I also want to plot the size of the points as proportional to the magnitude of the earthquake. The way I'm going to do this is to adjust the point size so that the s
input to the scatter()
function is equal to:
$size = 3^{magnitude}$.
That will make the plot look good.
Finally, I want to color the points chronologically so that, as we go through time, the colors change based on the colors of a rainbow. To do that, I'm going to need a days since start
feature. Let's do both of those first.
In [11]:
markersize = 3**(eqINdf['mag'].values)
# Get the first date in the time series
date0 = eqINdf['time'][0]
# Subtract the first date from each date and convert it to the number of days
eqINdf['dayssincestart'] = eqINdf['time'].apply(lambda x: (x-date0).days)
colors = eqINdf['dayssincestart']
In [12]:
from mpl_toolkits.basemap import Basemap
from matplotlib.patches import Polygon
# Draw the map based on the maximum and minimum positions of our data points
m = Basemap(llcrnrlon=eqINdf['longitude'].min()*1.01,llcrnrlat=eqINdf['latitude'].min()*0.99,urcrnrlon=eqINdf['longitude'].max()*0.99,urcrnrlat=eqINdf['latitude'].max()*1.01,
projection='merc')
# Add the state boundaries to the map
m.readshapefile('st99_d00', name='states', drawbounds=True)

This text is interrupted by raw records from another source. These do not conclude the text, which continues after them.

PR #900, opened 2026-08-08
fix(check): stop pointing credential-environments at the setting it rejects

max-sixty:
`credential-environments` failed with a remedy that named "protected branches" as an acceptable deployment policy — but `_policy_gate` refuses exactly that setting, since it keys on a rule covering the branch rather than on who may push it. So the failure message pointed at the one option in the GitHub UI that cannot resolve it. The phrase is doubly misleading here, because tend's own config has a `protected_branches` key meaning something else entirely.

The remedy now names the branch class the check does credit (the wording `docs/security-model.md` already uses), and rules the toggle out in a closing sentence — without repeating the explanation, which `_policy_gate` already supplies as the per-environment reason whenever that setting is the reason for the failure.

Message only — no behaviour change; 354 tests pass.

### DIFF
--- a/generator/src/tend/checks.py
+++ b/generator/src/tend/checks.py
@@ -1088,9 +1088,12 @@ def check_credential_environments(
             False,
             "A run the bot can cause reaches a credential: "
             f"{'; '.join(ungated)}. Gate each environment with a required "
-            "reviewer that is not the bot, or a deployment policy naming only "
-            "verified refs (protected branches, or tags under an admin-only "
-            "all-tags ruleset); move an OIDC job into such an environment.",
+            "reviewer that is not the bot, or a deployment policy listing "
+            "only verified refs — branches this run confirmed the bot cannot "
+            "write, or tags under an admin-only all-tags ruleset. The "
+            "policy's 'protected branches' setting is not one of them: it "
+            "keys on a rule covering the branch, not on who may push it. "
+            "Move an OIDC job into such an environment.",
         )
     if surface.unresolved:
         return CheckResult(
--- a/generator/src/tend/checks.py
+++ b/generator/src/tend/checks.py
@@ -1090,10 +1090,9 @@ def check_credential_environments(
             f"{'; '.join(ungated)}. Gate each environment with a required "
             "reviewer that is not the bot, or a deployment policy listing "
             "only verified refs — branches this run confirmed the bot cannot "
-            "write, or tags under an admin-only all-tags ruleset. The "
-            "policy's 'protected branches' setting is not one of them: it "
-            "keys on a rule covering the branch, not on who may push it. "
-            "Move an OIDC job into such an environment.",
+            "write, or tags under an admin-only all-tags ruleset; move an "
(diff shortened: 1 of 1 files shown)


generator/src/tend/checks.py
```diff
@@ -1088,9 +1088,12 @@ def check_credential_environments(
...
             f"{'; '.join(ungated)}. Gate each environment with a required "
-            "reviewer that is not the bot, or a deployment policy naming only "
-            "verified refs (protected branches, or tags under an admin-only "
-            "all-tags ruleset); move an OIDC job into such an environment.",
+            "reviewer that is not the bot, or a deployment policy listing "
+            "only verified refs — branches this run confirmed the bot cannot "
+            "write, or tags under an admin-only all-tags ruleset. The "
+            "policy's 'protected branches' setting is not one of them: it "
+            "keys on a rule covering the branch, not on who may push it. "
+            "Move an OIDC job into such an environment.",
```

# Prep the data for plotting on the map
x,y = m(eqINdf['longitude'].values, eqINdf['latitude'].values)
# Plot the data points on the map
m.scatter(x,y, s=markersize, c=colors, marker="o",cmap=plt.cm.rainbow,alpha=0.7)

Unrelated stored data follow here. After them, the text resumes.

PR #901, opened 2026-08-08
fix(run-issue): tell a failed issue-list read from "no issue exists"

max-sixty:
`run_issue_canonical` returns an empty string whether the `gh issue list` behind it failed or genuinely matched nothing, and status 0 either way. `set -e` does not reach inside a command substitution, and both callers read the number back through one, so a transient list failure has no way to be seen at all — it simply reads as "nothing is open".

Both callers then file a record while one is already open. #836's reconcile does not catch this duplicate: it probes the ten numbers below the issue it just created, which is the right window for a racing sibling but not for an existing record, which is normally far older.

On the outage tracker that leaves two open — the state that breaks the drain sweep, since later rows scatter across both and neither carries the complete set. On the rate-limit record it costs an approval outright: the lookup resolves to the lowest-numbered issue, so a maintainer closing the newer one, which is the issue the run's own annotation names, approves nothing and never learns it.

The lookup now carries the failure out and each caller acts on it. `report-failure.sh` records nothing and warns rather than filing a rival tracker — one row is the cheaper loss, and the next failure records normally. `rate-limit-preflight.sh` refuses without filing and names the label instead of a number. That is a fourth annotation state beside the three already distinguished, and it is genuinely distinct from a failed create: there the write failed and there is nothing open to close, whereas here an issue may well be open and worth closing.

The preflight reads twice, and only a run that never managed a good read holds off filing. The first read excludes an already-open issue of any age; the re-read after the jitter only narrows the seconds-wide sibling race, which the reconcile's downward probe catches anyway. So a failed re-read leaves the first read's verdict standing — otherwise the run would pause with no issue at all, which is the outcome opening one exists to avoid.

<details>
<summary>Reproducer, before and after</summary>

A fake `gh` whose `issue list` fails with a 502 while a `tend-outage` tracker is open:

```
--- run_issue_canonical's own status when the list read fails ---
before:  status=0 output=''      <- "no issue exists"
after:   status=1 output=''

--- report-failure.sh with an open tracker it cannot see ---
before:  issue-create calls: 1   <- duplicate tracker filed
after:   issue-create calls: 0   <- warns, records nothing
```

</details>

## Testing

Four tests: one per caller asserting no `issue create` happens when the list read fails, and one for each side of the preflight's two reads — still files when only the re-read fails, still files when only the first read fails. The harness fails `issue list` over a `[FROM, UNTIL]` call range, so either read can be failed alone and the unbounded form still means "the list is simply down".

Verified by mutation, each killing a different test: dropping the status propagation kills both callers' tests, reverting `report-failure.sh`'s guard kills its no-duplicate test, removing the preflight's branch kills its no-duplicate test, letting the re-read clear the verdict kills the re-read test, and dropping the re-read's raise of it kills the first-read test. 370 tests pass; pre-commit clean.

Not exercised against real GitHub — the failure is simulated with `exit 1`, so whether real `gh` exits non-zero on a secondary rate limit during a list read is still untested.

### DIFF
--- a/generator/tests/test_shared_steps.py
+++ b/generator/tests/test_shared_steps.py
@@ -240,7 +240,13 @@ case "$1" in
   issue)
     case "$2" in
       list)
-        if [ -n "${FAIL_ISSUE_LIST:-}" ]; then exit 1; fi
+        # Fail from the Nth list call on, so the spike block's two reads can be
+        # failed independently: `1` fails both, `2` leaves the first standing.
+        if [ -n "${FAIL_ISSUE_LIST_FROM:-}" ]; then
+          n=$(( $(cat "$LIST_CALLS" 2>/dev/null || echo 0) + 1 ))
+          echo "$n" > "$LIST_CALLS"
+          if [ "$n" -ge "$FAIL_ISSUE_LIST_FROM" ]; then exit 1; fi
+        fi
         emit "$(cat "$PAUSE_ISSUES_JSON")"
         ;;
       create)
@@ -359,6 +365,7 @@ def rate_limit_env(tmp_path: Path) -> dict[str, str]:
     return {
         "PATH": f"{bindir}:{Path(jq).parent}:/usr/bin:/bin",
         "GH_CALLS": str(tmp_path / "gh-calls.log"),
+        "LIST_CALLS": str(tmp_path / "list-calls"),
         "TIMELINE_JSON": str(timeline),
         "PAUSE_ISSUES_JSON": str(pause_issues),
         "PROBE_ISSUES_JSON": str(probe_issues),
@@ -510,7 +517,7 @@ def test_rate_limit_files_nothing_when_the_issue_list_cannot_be_read(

# Now set up the color bar with ticks every 10 years
cbar = plt.colorbar(ticks=np.arange(0,colors.max(),3650))
cbar.ax.set_yticklabels(np.arange(1976,2017,10)) # vertically oriented colorbar
Out[12]:
Now I want to try clustering the data. It looks like there may be 5-6 clusters here. We'll try one to see.
In [13]:
kmeansIN1 = KMeans(n_clusters=6,n_init=30,max_iter=1000).fit(eqINdf[['latitude','longitude']])
# Obtain labels for each point in mesh. Use last trained model.
h=0.05
xx, yy = np.meshgrid(np.arange(eqINdf['latitude'].min()*0.99, eqINdf['latitude'].max()*1.01, h), np.arange(eqINdf['longitude'].min()*1.01, eqINdf['longitude'].max()*0.99, h))

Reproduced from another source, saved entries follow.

PR #902, opened 2026-08-08
feat(generator): make the Claude prompt prose, so /code-review is reachable

max-sixty:
The built-in `/code-review` carries `disable-model-invocation`, and the `Skill` tool waives that only for a turn whose own user message names the command. The scan behind that waiver skips messages wrapped in `<command-message>` — which is exactly how Claude Code stores a prompt beginning with `/`. Since `default_prompt` built every Claude prompt as `/tend-ci-runner:<skill>`, no eligible message ever existed, so the waiver could never fire in any tend workflow.

The Claude prompt now names its skill in prose and declares `/code-review` alongside the skills the `Skill` tool lists:

```
Run the /tend-ci-runner:review skill for 891. Beyond the skills the Skill tool lists, /code-review is available too.
```

Codex prompts are unchanged, and a test asserts no Codex workflow declares a skill that harness hasn't got.

Only the *leading* position routes a prompt down the slash-command path, so the skill mention keeps its own `/`: it's the invocable form, and it matches the `/code-review` beside it rather than reading as a bare identifier.

The declaring sentence lives in `Config.code_review_notice`, because `mention` builds its prompt in `mention.yaml.j2` rather than through `default_prompt` — one definition, so the two producers can't drift on a token whose whitespace is load-bearing.

Prose relies on the model electing to call `Skill`, where the slash command was routed by the harness. `CLAUDE_DIRECTIVE` in `compose-system-prompt.sh` now covers that without touching the prompt shape: if the prompt names a tend-ci-runner skill, invoke it. The failure it guards is silent, since a run that never loads its skill still exits 0. The clause binds to a tend-ci-runner skill rather than to any skill because `mention`'s prompt names none — it's a task description — so an unconditional version would have pointed a mention run at the `/code-review` the notice had just added.

## What this does and doesn't buy

Nothing consumes the new availability yet. Step 4 of the `review` skill still mandates `/tend-ci-runner:code-review`, so as it stands the declaration is inert — and the prompt now advertises one code-review skill while the skill body mandates another. Resolving that is a separate call, because pointing step 4 at the built-in would cost the Codex harness the second pass it gained when the port landed.

This also changes nothing in CI until the next release: the committed workflows are regenerated by the published generator, not the in-tree one.

<details><summary>Verification, and what is not verified</summary>

Checked on the folded scalar the action actually receives, rather than the serialized file: all seven Claude workflows carry a `/code-review` token with whitespace on both sides, and none leads with a slash.

Verified against a real session log: a prompt of this shape is stored as a plain string user message — not `isMeta`, no `<command-message>` wrapper, no tool result — so it clears all four of the scan's skip rules, and both tokens clear their own regexes with the slash mid-string.

Not verified: the end-to-end unlock at a version that hardcodes the flag. That A/B needed a local 2.1.222 binary, which Claude Code pruned mid-session; the remaining local builds gate the flag open, where the test can't distinguish. The blocked half is confirmed — this PR's own review run reports the built-in returning `disable-model-invocation` under the old slash-command prompt.

The token must clear `(?<!\S)/code-review(?=$|\s)`, where a trailing period or a backtick silently costs the run its second pass. `test_default_prompt_unlocks_code_review` pins that at the rendered layer, along with the no-leading-slash invariant and the unchanged Codex form.

</details>

### DIFF
--- a/README.md
+++ b/README.md
@@ -106,8 +106,8 @@ resolve bot identity. They differ in how the agent runs:
   (`claude -p`) as a non-sudo sandbox user behind a local
   credential-injecting proxy, so the bot token and Anthropic credential
   never enter the agent's environment. Each workflow's prompt names the
-  skill to run in prose, which also keeps the prompt eligible for the
-  waiver that makes the built-in `/code-review` invocable.
+  skill to run in prose rather than as a leading slash command, which
+  keeps the built-in `/code-review` reachable during the run.
 - **Codex harness** — installs the `@openai/codex` CLI on the runner and
   shells out to `codex exec`. An AGENTS.md staged into `$CODEX_HOME`
   teaches Codex to resolve `/tend-ci-runner:NAME` references to the
--- a/README.md
+++ b/README.md
@@ -105,8 +105,9 @@ resolve bot identity. They differ in how the agent runs:
 - **Claude harness** — runs the official `claude` binary headless
   (`claude -p`) as a non-sudo sandbox user behind a local
   credential-injecting proxy, so the bot token and Anthropic credential
-  never enter the agent's environment. Each workflow's prompt is a slash
-  command (`/tend-ci-runner:review`) that loads the matching skill.
+  never enter the agent's environment. Each workflow's prompt names the
+  skill to run in prose, which also keeps the prompt eligible for the
+  waiver that makes the built-in `/code-review` invocable.
 - **Codex harness** — installs the `@openai/codex` CLI on the runner and
   shells out to `codex exec`. An AGENTS.md staged into `$CODEX_HOME`
   teaches Codex to resolve `/tend-ci-runner:NAME` references to the
--- a/generator/src/tend/config.py
+++ b/generator/src/tend/config.py
@@ -203,15 +203,35 @@ class Config:
     def default_prompt(self, skill: str, args: str = "") -> str:
         """Default prompt invoking a tend-ci-runner skill in harness-native syntax.
 
-        Claude resolves `/tend-ci-runner:NAME` as a slash command. Codex resolves
-        `$NAME` as a skill mention (or matches by description); the
+        Codex resolves `$NAME` as a skill mention (or matches by description); the
         `tend-ci-runner` namespace prefix isn't needed at the prompt site because
         skill names within the plugin are unique. `args` is appended raw so
         callers can splice their own placeholders (`{pr_number}` etc.) and run
         the existing replace step.
+
+        Claude's prompt is prose naming the skill, rather than the
+        `/tend-ci-runner:NAME` slash command it also resolves, so that the
+        built-in `/code-review` is reachable. That skill carries
+        `disable-model-invocation`, which the `Skill` tool waives only for a turn
+        whose own user message names the command; a prompt starting with `/` is
+        stored wrapped in `<command-message>` and is skipped by that scan, so no
+        eligible message ever exists. Prose leaves the prompt eligible, and the
+        `/code-review` token in it unlocks the skill for the whole run.
+
+        The token has to survive that scan's regex, `(?<!\\S)/code-review(?=$|\\s)`:
+        whitespace on both sides, so a trailing period or a backtick silently
+        costs the run its second pass. `test_default_prompt_unlocks_code_review`
+        pins it.
         """
-        prefix = f"/tend-ci-runner:{skill}" if self.harness == "claude" else f"${skill}"
-        return f"{prefix} {args}".rstrip()
+        if self.harness != "claude":
+            return f"${skill} {args}".rstrip()
+        invocation = f"Run the tend-ci-runner:{skill} skill"
+        if args:
+            invocation += f" for {args}"
+        return (
+            f"{invocation}. Beyond the skills the Skill tool lists, "
+            "/code-review is available too."
+        )
 
     @classmethod
     def load(cls, path: Path | None = None) -> Config:
--- a/generator/src/tend/config.py
+++ b/generator/src/tend/config.py
@@ -204,8 +204,9 @@ class Config:
     def code_review_notice(self) -> str:
         """Sentence declaring the built-in `/code-review`; empty off the Claude harness.
 
-        Every Claude prompt carries it, including `mention`, whose prompt
-        `mention.yaml.j2` builds rather than `default_prompt`. One definition, so
+        Every generated Claude prompt carries it, including `mention`, whose prompt
+        `mention.yaml.j2` builds rather than `default_prompt` — but not an adopter's
+        `workflows.<name>.prompt`, which replaces the whole prompt. One definition, so
         the two can't drift — and the token's regex (see `default_prompt`) is
         fragile enough that a second copy is a second way to break it.
         """
--- a/generator/src/tend/config.py
+++ b/generator/src/tend/config.py
@@ -200,6 +200,19 @@ class Config:
     sandbox_env: dict[str, str] = field(default_factory=dict)
     sandbox_setup: list[str] = field(default_factory=list)
 
+    @property
+    def code_review_notice(self) -> str:
+        """Sentence declaring the built-in `/code-review`; empty off the Claude harness.
+
+        Every Claude prompt carries it, including `mention`, whose prompt
+        `mention.yaml.j2` builds rather than `default_prompt`. One definition, so
+        the two can't drift — and the token's regex (see `default_prompt`) is
+        fragile enough that a second copy is a second way to break it.
+        """
+        if self.harness != "claude":
+            return ""
+        return "Beyond the skills the Skill tool lists, /code-review is available too."
+
     def default_prompt(self, skill: str, args: str = "") -> str:
         """Default prompt invoking a tend-ci-runner skill in harness-native syntax.
 
@@ -232,10 +245,7 @@ class Config:
         invocation = f"Run the /tend-ci-runner:{skill} skill"
         if args:
             invocation += f" for {args}"
-        return (
-            f"{invocation}. Beyond the skills the Skill tool lists, "
-            "/code-review is available too."
-        )
+        return f"{invocation}. {self.code_review_notice}"
 
     @classmethod
     def load(cls, path: Path | None = None) -> Config:
--- a/generator/src/tend/config.py
+++ b/generator/src/tend/config.py
@@ -209,14 +209,18 @@ class Config:
         callers can splice their own placeholders (`{pr_number}` etc.) and run
         the existing replace step.
 
-        Claude's prompt is prose naming the skill, rather than the
+        Claude's prompt is prose naming the skill, rather than the bare
         `/tend-ci-runner:NAME` slash command it also resolves, so that the
         built-in `/code-review` is reachable. That skill carries
         `disable-model-invocation`, which the `Skill` tool waives only for a turn
-        whose own user message names the command; a prompt starting with `/` is
+        whose own user message names the command; a prompt *starting* with `/` is
         stored wrapped in `<command-message>` and is skipped by that scan, so no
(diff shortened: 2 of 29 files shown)


generator/tests/test_generate.py
```diff
@@ -395,6 +395,37 @@ def test_custom_prompt(tmp_path: Path) -> None:
...
+        assert user_typed_this_turn.search(prompt), (
+            f"{skill} prompt does not carry a bare /code-review token: {prompt!r}"
+        )
+        assert f"/tend-ci-runner:{skill}" in prompt
+
+    codex = Config.load(_minimal_config(tmp_path, "harness: codex\n"))
+    assert codex.default_prompt("review", "{pr_number}") == "$review {pr_number}"
+
+    workflows = {wf.filename: wf for wf in generate_all(cfg)}
+    assert "/code-review" in workflows["tend-review.yaml"].content
```
tend-agent: The invariant this test is defending is the regex, but the rendered-layer assert is a bare substring — so it passes even if rendering leaves `/code-review` adjacent to a non-whitespace character, which is exactly the silent failure the docstring warns about. `tend-review.yaml` is the only workflow whose prompt goes through `_escape_braces`, `''`-quoting and GHA `format()`, and it's also what re-serializes when `workflow_extra` is present, so it's the right place to run the real check.

```suggestion
    assert user_typed_this_turn.search(workflows["tend-review.yaml"].content), (
        "the rendered review workflow lost the bare /code-review token"
    )
```

README.md
```diff
@@ -105,8 +105,9 @@ resolve bot identity. They differ in how the agent runs:
 - **Claude harness** — runs the official `claude` binary headless
   (`claude -p`) as a non-sudo sandbox user behind a local
   credential-injecting proxy, so the bot token and Anthropic credential
-  never enter the agent's environment. Each workflow's prompt is a slash
-  command (`/tend-ci-runner:review`) that loads the matching skill.
+  never enter the agent's environment. Each workflow's prompt names the
+  skill to run in prose, which also keeps the prompt eligible for the
+  waiver that makes the built-in `/code-review` invocable.
```
tend-agent: "the waiver" has no antecedent here — an adopter reading the README hasn't been told there is one, or what it waives. The mechanism detail belongs in the docstring (where it now is); the README just needs the consequence.

```suggestion
  never enter the agent's environment. Each workflow's prompt names the
  skill to run in prose rather than as a leading slash command, which
  keeps the built-in `/code-review` reachable during the run.
```

tend-agent (commented):
Confirmed the blocked half of the A/B from inside this run. This workflow's prompt is still the old `/tend-ci-runner:review 902` form (committed workflows track the released generator), and invoking the built-in here returns `Skill code-review cannot be used with Skill tool due to disable-model-invocation`. So the premise holds under a slash-command prompt. The unlock half stays unverified, as the PR says.

**`tend-mention` doesn't get the token.** Its prompt is built in `mention.yaml.j2`, not by `default_prompt`, so it's the one Claude workflow the change misses. Running the generator over a minimal config, `/code-review` clears `(?<!\S)/code-review(?=$|\s)` in every generated workflow except `tend-mention.yaml`, which has no match at all. That prompt is already prose — it opens with the `${{ steps.delay.outputs.seconds && format(...) || '' }}Before acting,` expression — so it's eligible for the waiver and just carries no token. Mention is the path where a maintainer asks for changes and the bot commits and pushes, so it's plausibly the workflow that wants the second pass most.

**Nothing re-establishes skill loading.** The PR names the trade — the harness used to route the prompt, prose relies on the model electing to call `Skill` — but ships no compensating instruction, and `shared/system-prompt.md` says nothing about running the skill the prompt names. A line there would cover the loss without touching the prompt shape. Worth weighing because the failure is silent: a run that never loads its skill still exits 0 and reads as a successful run.

Two inline suggestions below.

generator/tests/test_generate.py
max-sixty: Right, and it was defending the wrong thing — a substring assert can't fail on the one mutation the docstring warns about. Applied, and extended past the suggestion: the regex now runs over `tend-mention.yaml` as well, since that prompt skips `default_prompt` entirely (your other finding), and a Codex pass asserts no generated workflow declares a skill that harness doesn't have.

I also checked the layer beneath the one you named. The assert reads `wf.content`, which is the serialized file, whereas the action receives the folded scalar — so a token could be whitespace-clean in the file and not in the value. Parsing each workflow and testing the folded `with.prompt`: all seven Claude workflows carry a whitespace-clean token, none leads with a slash. `mention` folds to `}} Beyond the skills…`, so the space comes from the fold rather than the source.

`05744c3`.

README.md
max-sixty: Applied verbatim. You're right that the antecedent was missing — I'd carried "the waiver" over from the docstring, where the mechanism is actually explained, into a paragraph an adopter reads without any of that context. The consequence is the only part that belongs here.

`05744c3`.

max-sixty:
Both body findings taken, in `05744c3`. Thanks for confirming the blocked half from inside the run — that's the half I couldn't reach locally, since the binary that hardcodes the flag was pruned mid-session and every build left gates it open.

**`tend-mention` doesn't get the token.** Correct, and I'd talked myself out of it on the grounds that mention doesn't run a review. Your reason is better: it's the path where the bot commits and pushes on a maintainer's say-so, so it's the one where an unreviewed change actually ships. Rather than copy the sentence into `mention.yaml.j2`, it now lives in `Config.code_review_notice` and both producers read it — a second copy of a string whose whitespace is load-bearing is a second way to break it silently. The property is empty off the Claude harness, so Codex renders unchanged, and a test now asserts no Codex workflow declares the skill.

**Nothing re-establishes skill loading.** Taken. I put it in `CLAUDE_DIRECTIVE` in `compose-system-prompt.sh` rather than `shared/system-prompt.md`: that file is consumed by both engines and its header asks for edits to stay in sync, whereas the loss here is Claude-only, and `CLAUDE_DIRECTIVE` is already the Claude-specific skill-loading directive. It now reads: `Invoke the skill the prompt names — it drives the whole run, and a run that skips it exits clean having done nothing. Use /tend-ci-runner:running-in-ci before starting work.` Your point about the silent failure is the reason the second clause is there rather than a bare instruction.

Your first finding also sent me a layer deeper than either of us checked: the test asserted against `wf.content`, the serialized file, while the action receives the folded scalar — so a token could be whitespace-clean in the file and not in the value. Parsing every generated workflow and testing the folded `with.prompt`: all seven Claude workflows carry a whitespace-clean token and none leads with a slash. `mention` gets its leading space from the fold rather than from the source, which is exactly the case a file-level assert would have missed.

Left alone deliberately, both stated in the description: step 4 still mandates `/tend-ci-runner:code-review`, so the declaration is inert for now — switching it would cost Codex its second pass, which is a maintainer's call — and `.github/workflows/` is not regenerated, per CLAUDE.md on the in-tree generator stamping an unreleased tag.

shared/steps/compose-system-prompt.sh
```diff
@@ -15,7 +15,7 @@
 set -eo pipefail
 
 SHARED="$SYSTEM_PROMPT_FILE"
-CLAUDE_DIRECTIVE="Use /tend-ci-runner:running-in-ci before starting work."
+CLAUDE_DIRECTIVE="Invoke the skill the prompt names — it drives the whole run, and a run that skips it exits clean having done nothing. Use /tend-ci-runner:running-in-ci before starting work."
```
tend-agent: `tend-mention`'s prompt names no tend skill, so this clause has no correct antecedent there — the only skill name it can bind to is the `/code-review` the notice just added. Conditioning it keeps the directive doing its job on the six workflows whose prompt does name a skill, and makes it inert on mention.

```suggestion
CLAUDE_DIRECTIVE="If the prompt names a tend-ci-runner skill, invoke it — it drives the whole run, and a run that skips it exits clean having done nothing. Use /tend-ci-runner:running-in-ci before starting work."
```

generator/src/tend/config.py
```diff
@@ -200,18 +200,52 @@ class Config:
     sandbox_env: dict[str, str] = field(default_factory=dict)
     sandbox_setup: list[str] = field(default_factory=list)
 
+    @property
+    def code_review_notice(self) -> str:
+        """Sentence declaring the built-in `/code-review`; empty off the Claude harness.
+
+        Every Claude prompt carries it, including `mention`, whose prompt
+        `mention.yaml.j2` builds rather than `default_prompt`. One definition, so
```
tend-agent: Not every one: `review`/`triage`/`ci-fix`/`scheduled`/`notifications` all render `wf.prompt or eff.default_prompt(...)`, so an adopter with `workflows.<name>.prompt` set gets no notice and silently loses the second pass, while `mention` gets it unconditionally from the template. Worth saying so here, since this docstring is where someone goes to find out whether the token is present.

```suggestion
        Every generated Claude prompt carries it, including `mention`, whose prompt
        `mention.yaml.j2` builds rather than `default_prompt` — but not an adopter's
        `workflows.<name>.prompt`, which replaces the whole prompt. One definition, so
```

tend-agent (commented):
Both prior findings look addressed. One new thing, from the interaction between the two fixes.

**`CLAUDE_DIRECTIVE` resolves to `/code-review` on a `tend-mention` run.** The directive is unconditional across every Claude workflow, but `tend-mention`'s prompt is a task description that names no tend skill — so after this PR the only slash-command-shaped skill name in it is the notice's `/code-review`. "Invoke the skill the prompt names — it drives the whole run" then points a mention run at a code review. The shape of the failure is a maintainer commenting "@bot rename this to X" and getting a code-review pass as the run's main act.

Rendered the workflows with the in-tree generator over a minimal config, parsed each file, and dumped the folded `with.prompt` value the action actually receives — not the serialized text. Six of the seven start `Run the /tend-ci-runner:<skill> skill …`. `tend-mention.yaml`'s value opens `${{ steps.delay… }}Before acting, check recent comments: …` and closes `…}} Beyond the skills the Skill tool lists, /code-review is available too.`, so `/code-review` is its only `/`-prefixed skill token.

</details>

The inline suggestion narrows the antecedent to a tend-ci-runner skill, which makes the clause a no-op on mention — it already gets its drive-the-run instruction from the prompt body, so nothing is lost there.

Second inline is narrower: the docstring's coverage claim, and the silent gap behind it for an adopter who sets `workflows.<name>.prompt`.

shared/steps/compose-system-prompt.sh
max-sixty: Good catch, and it's a bug I introduced rather than one you found in the original design — the two fixes were fine apart and broke on contact. I wrote the directive against the six workflows I'd just changed and never checked it against the one whose prompt I'd only appended to.

Applied verbatim. Composed the system prompt the way the action does (`SYSTEM_PROMPT_FILE`/`BOT_NAME`/`EXTRA` into the script, reading back the `value` output) to confirm the clause lands as written.

Worth naming why the conditional is the right shape rather than a per-workflow toggle: the directive is composed in a shell step shared by every Claude run, which has no idea which workflow invoked it. Binding the antecedent is the only place the distinction can live.

`52ff90d`.

generator/src/tend/config.py
max-sixty: Correct — "every Claude prompt" was written from the two producers I'd just wired together, and an adopter's `workflows.<name>.prompt` is a third path that replaces the lot. Applied verbatim.

Documenting it is the right call rather than appending the notice to a custom prompt: it's the adopter's prompt, and if theirs opens with a slash the message is `<command-message>`-wrapped and ineligible anyway, so appending would look like it worked while changing nothing.

Added an assert to `test_custom_prompt` so the claim is pinned rather than just written down — a custom prompt renders with no `/code-review` token, which is now what the docstring says.

`52ff90d`.

tend-agent (approved):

Z = kmeansIN1.predict(np.c_[xx.ravel(), yy.ravel()]).reshape(xx.shape)
# Get the centroid of each region
centroids = kmeansIN1.cluster_centers_
# Draw the map based on the maximum and minimum positions of our data points
m = Basemap(llcrnrlon=eqINdf['longitude'].min()*1.01,llcrnrlat=eqINdf['latitude'].min()*0.99,urcrnrlon=eqINdf['longitude'].max()*0.99,urcrnrlat=eqINdf['latitude'].max()*1.01,
projection='merc')
# Add the state boundaries to the map
m.readshapefile('st99_d00', name='states', drawbounds=True)
# Prep our cluster boundaries for plotting on the map
xb,yb = m(yy,xx)
# Plot the boundaries
m.pcolor(xb,yb,Z,cmap=plt.cm.Paired)
# Plot the points - all the same color, but still sizing them by magnitude
m.scatter(x,y, s=markersize, marker="o",alpha=0.2)
# Plot the centroids as a white X
xc,yc = m(centroids[:, 1], centroids[:, 0])
m.scatter(xc,yc,marker='x', s=169, linewidths=3,color='w', zorder=10)
Out[13]:
That looks about right - the white X marks may correspond to the central locations of the faults. That is something to look into.
I've got another USGS dataset. This time it maps the state of Oklahoma during the same time period. Take a look at the data to see what we've got (Class09_USGS_OK_data.csv
).
Take a look at your own data and see if there are clusters you could identify. If not, pick out a different dataset (like a crime map or traffic map) and do cluster analysis on it. The homework will be due next Tuesday.